ASSIGNMENT:
Find the line with "PR #11576, opened 2019-06-26" and the line with "We have [the" in the entries below; output exactly those two lines, every line between them, and no others.

SUPPLIED MATERIAL:

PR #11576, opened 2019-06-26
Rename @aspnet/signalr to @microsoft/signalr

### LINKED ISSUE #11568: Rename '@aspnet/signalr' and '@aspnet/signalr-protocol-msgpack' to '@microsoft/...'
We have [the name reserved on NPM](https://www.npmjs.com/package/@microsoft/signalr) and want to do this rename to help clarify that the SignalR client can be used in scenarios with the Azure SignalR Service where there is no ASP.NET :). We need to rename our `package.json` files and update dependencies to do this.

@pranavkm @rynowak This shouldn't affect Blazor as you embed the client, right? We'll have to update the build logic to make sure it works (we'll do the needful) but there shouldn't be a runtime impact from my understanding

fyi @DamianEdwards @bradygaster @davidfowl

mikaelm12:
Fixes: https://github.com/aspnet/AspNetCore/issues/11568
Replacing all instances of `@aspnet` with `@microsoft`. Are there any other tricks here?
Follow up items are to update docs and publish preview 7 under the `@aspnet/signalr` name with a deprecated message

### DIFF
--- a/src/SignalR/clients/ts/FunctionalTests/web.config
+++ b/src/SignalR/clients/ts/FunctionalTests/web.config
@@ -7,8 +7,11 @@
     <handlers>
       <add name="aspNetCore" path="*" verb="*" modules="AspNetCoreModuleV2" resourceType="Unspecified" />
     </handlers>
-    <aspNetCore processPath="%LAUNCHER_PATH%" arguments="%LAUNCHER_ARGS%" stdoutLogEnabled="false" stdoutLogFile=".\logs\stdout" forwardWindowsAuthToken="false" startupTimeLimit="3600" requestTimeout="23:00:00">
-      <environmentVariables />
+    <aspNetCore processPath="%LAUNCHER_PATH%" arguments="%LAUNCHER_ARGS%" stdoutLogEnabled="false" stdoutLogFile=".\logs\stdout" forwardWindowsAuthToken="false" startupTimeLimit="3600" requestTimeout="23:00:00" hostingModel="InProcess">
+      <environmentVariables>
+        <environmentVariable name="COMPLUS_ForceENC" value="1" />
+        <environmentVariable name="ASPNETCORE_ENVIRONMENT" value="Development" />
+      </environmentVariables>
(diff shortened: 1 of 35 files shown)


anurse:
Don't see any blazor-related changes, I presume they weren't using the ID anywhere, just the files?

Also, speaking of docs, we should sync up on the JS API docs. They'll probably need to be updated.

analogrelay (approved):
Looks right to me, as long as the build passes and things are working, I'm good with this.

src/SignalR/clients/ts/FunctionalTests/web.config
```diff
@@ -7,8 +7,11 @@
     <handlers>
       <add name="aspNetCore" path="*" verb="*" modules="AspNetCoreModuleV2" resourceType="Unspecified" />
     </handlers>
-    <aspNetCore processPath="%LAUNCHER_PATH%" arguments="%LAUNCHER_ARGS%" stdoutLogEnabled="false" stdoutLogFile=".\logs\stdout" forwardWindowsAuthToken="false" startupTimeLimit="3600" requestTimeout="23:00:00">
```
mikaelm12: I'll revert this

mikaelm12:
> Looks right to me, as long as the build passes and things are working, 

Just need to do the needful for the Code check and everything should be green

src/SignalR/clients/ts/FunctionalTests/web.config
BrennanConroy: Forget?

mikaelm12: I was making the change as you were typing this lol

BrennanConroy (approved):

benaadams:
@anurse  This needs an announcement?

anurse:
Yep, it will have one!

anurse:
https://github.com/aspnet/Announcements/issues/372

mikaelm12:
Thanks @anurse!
---
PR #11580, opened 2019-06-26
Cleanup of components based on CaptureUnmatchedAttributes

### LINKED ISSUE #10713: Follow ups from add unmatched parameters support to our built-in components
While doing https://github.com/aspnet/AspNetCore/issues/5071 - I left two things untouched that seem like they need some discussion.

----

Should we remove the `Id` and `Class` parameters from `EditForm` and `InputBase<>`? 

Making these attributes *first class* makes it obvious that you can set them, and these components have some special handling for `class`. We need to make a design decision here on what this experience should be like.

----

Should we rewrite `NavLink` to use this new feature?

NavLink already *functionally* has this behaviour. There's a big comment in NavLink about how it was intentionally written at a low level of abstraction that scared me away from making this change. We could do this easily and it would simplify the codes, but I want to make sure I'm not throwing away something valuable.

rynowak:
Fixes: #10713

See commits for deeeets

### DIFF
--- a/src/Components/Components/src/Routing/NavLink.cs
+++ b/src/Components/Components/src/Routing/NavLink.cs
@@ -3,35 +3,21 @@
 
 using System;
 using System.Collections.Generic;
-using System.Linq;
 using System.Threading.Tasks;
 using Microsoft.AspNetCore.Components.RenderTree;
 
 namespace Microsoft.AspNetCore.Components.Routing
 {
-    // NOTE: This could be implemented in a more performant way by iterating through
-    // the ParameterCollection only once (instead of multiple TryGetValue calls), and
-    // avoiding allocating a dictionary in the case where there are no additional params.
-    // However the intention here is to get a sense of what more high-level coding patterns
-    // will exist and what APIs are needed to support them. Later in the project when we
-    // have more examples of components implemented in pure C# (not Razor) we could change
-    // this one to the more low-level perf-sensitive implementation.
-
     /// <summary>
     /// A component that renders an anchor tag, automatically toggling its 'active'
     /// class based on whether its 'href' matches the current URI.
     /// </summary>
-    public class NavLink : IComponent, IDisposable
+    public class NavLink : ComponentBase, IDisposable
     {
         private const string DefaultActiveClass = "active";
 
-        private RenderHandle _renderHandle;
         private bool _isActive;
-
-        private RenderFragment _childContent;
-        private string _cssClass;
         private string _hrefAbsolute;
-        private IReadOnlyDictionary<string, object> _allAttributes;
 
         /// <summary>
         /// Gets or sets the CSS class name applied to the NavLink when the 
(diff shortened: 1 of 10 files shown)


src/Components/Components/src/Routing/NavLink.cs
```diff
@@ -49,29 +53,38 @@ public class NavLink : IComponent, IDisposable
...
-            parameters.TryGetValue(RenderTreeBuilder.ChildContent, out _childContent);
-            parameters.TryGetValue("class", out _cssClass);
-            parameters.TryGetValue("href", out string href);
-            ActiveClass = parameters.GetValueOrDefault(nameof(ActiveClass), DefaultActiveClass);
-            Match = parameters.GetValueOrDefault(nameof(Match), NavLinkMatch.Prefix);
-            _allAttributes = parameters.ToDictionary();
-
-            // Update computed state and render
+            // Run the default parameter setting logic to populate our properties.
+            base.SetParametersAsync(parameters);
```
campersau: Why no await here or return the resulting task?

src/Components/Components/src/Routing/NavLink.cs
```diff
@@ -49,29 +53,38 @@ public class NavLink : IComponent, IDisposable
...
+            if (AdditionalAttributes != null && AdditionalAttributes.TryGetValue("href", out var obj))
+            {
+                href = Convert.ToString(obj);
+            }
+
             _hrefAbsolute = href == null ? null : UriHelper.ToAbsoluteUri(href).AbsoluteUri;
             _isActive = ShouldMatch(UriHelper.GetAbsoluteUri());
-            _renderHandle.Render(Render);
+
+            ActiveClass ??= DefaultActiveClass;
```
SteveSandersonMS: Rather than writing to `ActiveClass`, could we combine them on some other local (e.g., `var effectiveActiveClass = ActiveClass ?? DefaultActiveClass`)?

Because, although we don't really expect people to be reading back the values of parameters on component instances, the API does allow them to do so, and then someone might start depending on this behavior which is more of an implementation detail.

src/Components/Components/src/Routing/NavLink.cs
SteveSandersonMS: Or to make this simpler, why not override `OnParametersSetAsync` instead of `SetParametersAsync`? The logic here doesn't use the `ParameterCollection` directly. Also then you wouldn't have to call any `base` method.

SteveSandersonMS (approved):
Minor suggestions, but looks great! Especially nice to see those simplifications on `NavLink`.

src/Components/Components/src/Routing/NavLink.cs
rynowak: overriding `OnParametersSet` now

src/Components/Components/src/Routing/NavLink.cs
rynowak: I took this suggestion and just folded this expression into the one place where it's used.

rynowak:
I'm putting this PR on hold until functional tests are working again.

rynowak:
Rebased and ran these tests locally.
---
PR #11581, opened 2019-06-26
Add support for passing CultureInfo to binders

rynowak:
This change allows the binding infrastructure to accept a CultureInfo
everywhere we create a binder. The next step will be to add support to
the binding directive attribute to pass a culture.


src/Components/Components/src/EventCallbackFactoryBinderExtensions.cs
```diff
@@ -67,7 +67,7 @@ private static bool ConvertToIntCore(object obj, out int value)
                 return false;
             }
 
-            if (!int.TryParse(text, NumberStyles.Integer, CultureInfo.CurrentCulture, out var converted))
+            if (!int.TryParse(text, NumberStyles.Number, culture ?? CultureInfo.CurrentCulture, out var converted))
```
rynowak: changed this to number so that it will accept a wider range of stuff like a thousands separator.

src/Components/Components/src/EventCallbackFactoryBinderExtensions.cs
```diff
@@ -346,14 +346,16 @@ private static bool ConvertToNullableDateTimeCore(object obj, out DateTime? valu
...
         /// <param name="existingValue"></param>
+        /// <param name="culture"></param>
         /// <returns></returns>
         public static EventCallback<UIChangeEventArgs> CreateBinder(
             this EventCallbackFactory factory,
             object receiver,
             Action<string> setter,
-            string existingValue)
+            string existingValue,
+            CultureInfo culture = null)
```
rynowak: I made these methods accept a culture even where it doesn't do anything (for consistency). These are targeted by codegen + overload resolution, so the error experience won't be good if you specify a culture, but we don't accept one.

THE COMPLETED TASK:
PR #11576, opened 2019-06-26
Rename @aspnet/signalr to @microsoft/signalr

### LINKED ISSUE #11568: Rename '@aspnet/signalr' and '@aspnet/signalr-protocol-msgpack' to '@microsoft/...'
We have [the name reserved on NPM](https://www.npmjs.com/package/@microsoft/signalr) and want to do this rename to help clarify that the SignalR client can be used in scenarios with the Azure SignalR Service where there is no ASP.NET :). We need to rename our `package.json` files and update dependencies to do this.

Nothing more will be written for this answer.